PR #1823, opened 2017-07-04
Update traefik dependencies (docker/docker and related)

vdemeester:
- Update dependencies
- Fix compilation problems
- Remove vdemeester/docker-events (in docker api now)
- Remove `integration/vendor`

hollyyyyy


emilevauge:
This PR also:

- defeats hunger in the world
- reverses climate change
- cancels wars

zeroual:
@vdemeester what are you doing 🤕 . you rewrite  the project 😂

SantoDE:
WE LOVE YOU @vdemeester

emilevauge:
Wow, what a PR @vdemeester :heart_eyes_cat: 
But I have few comments thought:
- could you split your glide.* commits from your vendor/* ones? it will be easier to review :)
- The main reason why @errm initially spitted our `glide.yaml` was to make it easier to differentiate traefik deps from tests deps. I'm concerned about this issue in your PR. Could you put all integration tests deps into `testImports` at least ?
- While creating the wonderful `script/glide.sh`, @timoreimann also added an _Interistingly weird_ © peace of code:
```bash
if ! is_integration_dir; then
  GLIDE_ARGS+=('--skip-test')
fi
```  
First, @timoreimann, why? Then, @vdemeester, you may remove this part if you add deps into `testImports` :)

ldez:
@vdemeester could you check the build with `make crossbinary-others`?

timoreimann:
@emilevauge: re: "why not stripping tests on the integration dependencies": To be honest, I can't remember the details anymore. All I know is that when I did the initial glide vendoring PR, I started off with stripping everything (nested vendor folders and tests on both main and integration dependencies) and ran into build failures. I then added pieces back in until I found a combination that worked.

Unless we drop integration dependencies completely, I think it's worthwhile checking if stripping on them works now. A lot has changed since my initial PR.

script/validate-vendor
```diff
@@ -6,32 +6,28 @@ set -o nounset
...
+    # We run glide install to and see if we have a diff afterwards
+    echo "checking ${vendor_dir} for unintentional changes..."
+    (
+    "${SCRIPTDIR}/glide.sh" install
+    )
+    # Let see if the working directory is clean
+    diffs="$(git status --porcelain -- ${vendor_dir} 2>/dev/null)"
+    if [[ "$diffs" ]]; then
+        {
+            echo "The result of 'glide install' for vendor directory '${dir}' differs"
```
timoreimann: The `dir` variable must now be called `vendor_dir`.

script/glide.sh
```diff
@@ -6,11 +6,6 @@ set -o nounset
 ####
 ### Helper script for glide[-vc] to handle specifics for the Traefik repo.
 ##
-# In particular, the 'integration/' directory contains its own set of
-# glide-managed dependencies which must not have its nested vendor folder
-# stripped. Depending on where the script is called from, it will do the Right
-# Thing.
-#
 
 CWD="$(pwd)"; readonly CWD
```
timoreimann: Given that the vendor folder location is now non-ambiguous, we could just `cd` into the right directory relative to the location of this script. That way, the script can be called from just anywhere.

ldez:
I have made some changes:
- Use `testImport`
- revert windows detected build step
- update some deps.

I have check all deps (from @vdemeester and from me) manually, one by one... Very hard work...

script/glide.sh
timoreimann: How about this one? ☺️

script/glide.sh
```diff
@@ -49,7 +36,7 @@ if ! type glide-vc > /dev/null 2>&1; then
   exit 1
 fi
 
-if [[ ! -e "${CWD}/glide.yaml" ]]; then
+if [[ ! -e "glide.yaml" ]]; then
```
timoreimann: This won't allow us to call the script from anywhere but the root directory.

I suggest to define

```bash
SCRIPT_DIR="$( cd "$( dirname "${BASH_SOURCE[0]}" )" && pwd )"
readonly SCRIPT_DIR
readonly GLIDE_DIR="${SCRIPT_DIR}/.."
```

near the top and then use

```bash
if [[ ! -e "${GLIDE_DIR}/glide.yaml" ]]; then
```

on this line.

emilevauge: For the sake of simplicity, I would prefer to use this terrible trick only when needed ^^

vdemeester: 😂

ldez: @timoreimann I have added you "simple" trick 😉

emilevauge: @timoreimann I know bash can be a lot worse... But I find this argument quite misleading. I'm sorry but I would have preferred to keep our bash scripts as simple/small as possible. We all know that a complex shell script is not maintainable.

vdemeester:
🎉

PR #1837, opened 2017-07-06
Rename script folder.

ldez:
### Description

To  see better the separation between the code and the tools.


vdemeester:
@ldez why ? build script are part of the code 😰

errm:
I agree with vdemeester, I am not sure this is needed or sensible...

I have things setup in my shell and editor that dotfiles are invisible... this adds an un-needed level of friction to a newcomer to the project who might wan't to find out how the build works

emilevauge:
As this PR leads to debates, I suggest we close it.
The idea of @ldez was to put these build scripts somewhere else.
Using dotfiles for this may not be the best solution, but I still think it would be great to simplify the actual project tree:
```
acme
autogen
cluster
cmd
contrib
dist
docs
examples
healthcheck
integration
job
log
middlewares
provider
safe
script
server
static
templates
testhelpers
types
vendor
version
webui
```
Any idea is welcome!

timoreimann:
Instead of trying to hide/move every non-code folder, we could also just put the Go code below a single directory. That way, everything else in the top-level directory is, by definition, not directly related to the source code.

I believe that many projects keep everything below `/pkg`. I _may_ have sensed a vibe on Twitter for this being not advisable or typical for Go, though I don't have any hard facts supporting this concern.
# # #
◆ WHAT IS BEING ASKED
The goal is a faithful transcription of every entry above.

◆ EXERCISE OUTPUT
PR #1823, opened 2017-07-04
Update traefik dependencies (docker/docker and related)

vdemeester:
- Update dependencies
- Fix compilation problems
- Remove vdemeester/docker-events (in docker api now)
- Remove `integration/vendor`

hollyyyyy


emilevauge:
This PR also:

- defeats hunger in the world
- reverses climate change
- cancels wars

zeroual:
@vdemeester what are you doing 🤕 . you rewrite  the project 😂

SantoDE:
WE LOVE YOU @vdemeester

emilevauge:
Wow, what a PR @vdemeester :heart_eyes_cat: 
But I have few comments thought:
- could you split your glide.* commits from your vendor/* ones? it will be easier to review :)
- The main reason why @errm initially spitted our `glide.yaml` was to make it easier to differentiate traefik deps from tests deps. I'm concerned about this issue in your PR. Could you put all integration tests deps into `testImports` at least ?
- While creating the wonderful `script/glide.sh`, @timoreimann also added an _Interistingly weird_ © peace of code:
```bash
if ! is_integration_dir; then
  GLIDE_ARGS+=('--skip-test')
fi
```  
First, @timoreimann, why? Then, @vdemeester, you may remove this part if you add deps into `testImports` :)

ldez:
@vdemeester could you check the build with `make crossbinary-others`?

timoreimann:
@emilevauge: re: "why not stripping tests on the integration dependencies": To be honest, I can't remember the details anymore. All I know is that when I did the initial glide vendoring PR, I started off with stripping everything (nested vendor folders and tests on both main and integration dependencies) and ran into build failures. I then added pieces back in until I found a combination that worked.

Unless we drop integration dependencies completely, I think it's worthwhile checking if stripping on them works now. A lot has changed since my initial PR.

script/validate-vendor
```diff
@@ -6,32 +6,28 @@ set -o nounset
...
+    # We run glide install to and see if we have a diff afterwards
+    echo "checking ${vendor_dir} for unintentional changes..."
+    (
+    "${SCRIPTDIR}/glide.sh" install
+    )
+    # Let see if the working directory is clean
+    diffs="$(git status --porcelain -- ${vendor_dir} 2>/dev/null)"
+    if [[ "$diffs" ]]; then
+        {
+            echo "The result of 'glide install' for vendor directory '${dir}' differs"
```
timoreimann: The `dir` variable must now be called `vendor_dir`.

script/glide.sh
```diff
@@ -6,11 +6,6 @@ set -o nounset
 ####
 ### Helper script for glide[-vc] to handle specifics for the Traefik repo.
 ##
-# In particular, the 'integration/' directory contains its own set of
-# glide-managed dependencies which must not have its nested vendor folder
-# stripped. Depending on where the script is called from, it will do the Right
-# Thing.
-#
 
 CWD="$(pwd)"; readonly CWD
```
timoreimann: Given that the vendor folder location is now non-ambiguous, we could just `cd` into the right directory relative to the location of this script. That way, the script can be called from just anywhere.

ldez:
I have made some changes:
- Use `testImport`
- revert windows detected build step
- update some deps.

I have check all deps (from @vdemeester and from me) manually, one by one... Very hard work...

script/glide.sh
timoreimann: How about this one? ☺️

script/glide.sh
```diff
@@ -49,7 +36,7 @@ if ! type glide-vc > /dev/null 2>&1; then
   exit 1
 fi
 
-if [[ ! -e "${CWD}/glide.yaml" ]]; then
+if [[ ! -e "glide.yaml" ]]; then
```
timoreimann: This won't allow us to call the script from anywhere but the root directory.

I suggest to define

```bash
SCRIPT_DIR="$( cd "$( dirname "${BASH_SOURCE[0]}" )" && pwd )"
readonly SCRIPT_DIR
readonly GLIDE_DIR="${SCRIPT_DIR}/.."
```

near the top and then use

```bash
if [[ ! -e "${GLIDE_DIR}/glide.yaml" ]]; then
```

on this line.

emilevauge: For the sake of simplicity, I would prefer to use this terrible trick only when needed ^^

vdemeester: 😂

ldez: @timoreimann I have added you "simple" trick 😉

emilevauge: @timoreimann I know bash can be a lot worse... But I find this argument quite misleading. I'm sorry but I would have preferred to keep our bash scripts as simple/small as possible. We all know that a complex shell script is not maintainable.

vdemeester:
🎉

PR #1837, opened 2017-07-06
Rename script folder.

ldez:
### Description

To  see better the separation between the code and the tools.


vdemeester:
@ldez why ? build script are part of the code 😰

errm:
I agree with vdemeester, I am not sure this is needed or sensible...

I have things setup in my shell and editor that dotfiles are invisible... this adds an un-needed level of friction to a newcomer to the project who might wan't to find out how the build works

emilevauge:
As this PR leads to debates, I suggest we close it.
The idea of @ldez was to put these build scripts somewhere else.
Using dotfiles for this may not be the best solution, but I still think it would be great to simplify the actual project tree:
```
acme
autogen
cluster
cmd
contrib
dist
docs
examples
healthcheck
integration
job
log
middlewares
provider
safe
script
server
static
templates
testhelpers
types
vendor
version
webui
```
Any idea is welcome!

timoreimann:
Instead of trying to hide/move every non-code folder, we could also just put the Go code below a single directory. That way, everything else in the top-level directory is, by definition, not directly related to the source code.

I believe that many projects keep everything below `/pkg`. I _may_ have sensed a vibe on Twitter for this being not advisable or typical for Go, though I don't have any hard facts supporting this concern.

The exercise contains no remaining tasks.